PR #574, opened 2020-12-11
Adds a specific error when the request is too big to use the GET verb 

Aschen:
## What does this PR do?

HTTP headers request field have a size limite: https://developer.mozilla.org/en-US/docs/Web/HTTP/Status/431

When using the `document.mGet` method with the `get` verb, you can hit this limit who result in an 431 response with an empty body.

Now a specific error is trowed so developers can understand what is wrong

### DIFF
--- a/src/protocols/abstract/Base.ts
+++ b/src/protocols/abstract/Base.ts
@@ -122,7 +122,7 @@ export abstract class KuzzleAbstractProtocol extends KuzzleEventEmitter {
 Discarded request: ${JSON.stringify(request)}`));
     }
 
-    const stack = Error().stack;
+    let stack = Error().stack;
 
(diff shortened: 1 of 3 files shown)


Yoann-Abbes (approved):

src/protocols/abstract/Base.ts
```diff
@@ -122,7 +122,7 @@ export abstract class KuzzleAbstractProtocol extends KuzzleEventEmitter {
 Discarded request: ${JSON.stringify(request)}`));
     }
 
-    const stack = Error().stack;
+    let stack = Error().stack;
```
Aschen, line 125:
```suggestion
    const stack = Error().stack;
```

xbill82 (approved):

□ □ □ □ □ □ □

#### [WORK REQUIRED]
Where the word "approved" appears in a line of the entries, copy that line.

#### [RESPONSE AREA]
Yoann-Abbes (approved):
xbill82 (approved):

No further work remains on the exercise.